Mussolini inizia lo sciopero della fame in attesa della decisione del Tar
Regionali, la Procura di Roma ha aperto tre fascicoli
Si indaga sulle firme depositate a sostegno della lista Trifoglio, il movimento Idea sociale e Verdi ecologisti
Roma, 14 mar. (Adnkronos) - Sono tre i fascicoli d'inchiesta aperti dalla Procura di Roma sulle presunte irregolarità che caratterizzano le liste elettorali presentate per le prossime elezioni regionali del 3 e 4 aprile. Per quanto riguarda l'indagine relativa alla lista Alternativa Sociale, che fa capo ad Alessandra Mussolini, è stato confermato che due cancellieri che hanno sottoscritto i verbali sono stati iscritti nel registro degli indagati. Si tratta di Elio Tabbì e Stefania Rodelli. I magistrati hanno esaminato già 1.500 delle 3.500 firme che dovevano accompagnare la lista. Dal controllo è risultato che sono soltanto 32 le firme autentiche.
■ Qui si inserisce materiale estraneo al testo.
PR #59, opened 2025-01-28
Alex regularize 2

Al-does:
- Effective rank tracking
- L2 norm loss
- L2 norm to initial weight params loss
- Weight clipping
- Moved actor network creation to metta_agent.py
- Moved some network initializations to WeightTransformer to coordinate defining the gain and weight clipping limit as both of those are a function of the network's nonlinear layer and its size, respectively.

┆Issue is synchronized with this [Asana task](https://app.asana.com/0/1209230969804461/1209258472504105) by [Unito](https://www.unito.io)


daveey (changes requested):
I assume this is old and now part of your refactor

PR #65, opened 2025-02-12
New configs for cogeval training

georgejwdeane:
This depends on the mettagrid branch:
https://github.com/Metta-AI/mettagrid/pull/42

and it just contains yaml files to be able to run new cognitive eval maps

Intanto, il Tar del Lazio ha comunicato che il ricorso presentato dall'onorevole Alessandra Mussolini contro il provvedimento dell'ufficio centrale regionale presso la Corte d'Appello di Roma, che ha escluso la sua lista dalla competizione elettorale regionale, verrà esaminato dalla sezione II bis, cui spetta la competenza in materia di elezioni regionali. La Camera di Consiglio è prevista per venerdì 18 marzo. In attesa della decisione, la Mussolini ha iniziato da oggi uno sciopero della fame.
Gli altri fascicoli aperti dalla procura romana riguardano la lista Trifoglio e il movimento Idea sociale, oggetto di denuncia da parte di Alessandra Mussolini, mentre il terzo fascicolo si riferisce alla lista Verdi ecologisti. Sulla situazione delle liste elettorali si è tenuto in Procura un vertice al quale hanno partecipato il procuratore Giovanni Ferrara, l'aggiunto Achille Toro e il pubblico ministero Francesco Ciardi, al quale sono affidati i tre fascicoli.
Per quanto riguarda i fascicoli relativi al movimento Idea sociale, alla lista Trifoglio, che appoggiano An, e alla lista Verdi ecologisti, la Procura procede al momento contro ignoti. Per Verdi ecologisti, l'avvio dell'indagine è dovuto alla denuncia di un autista, che lavora in Tribunale, il quale si è accorto della presenza della sua firma su una lista che non ha mai sottoscritto.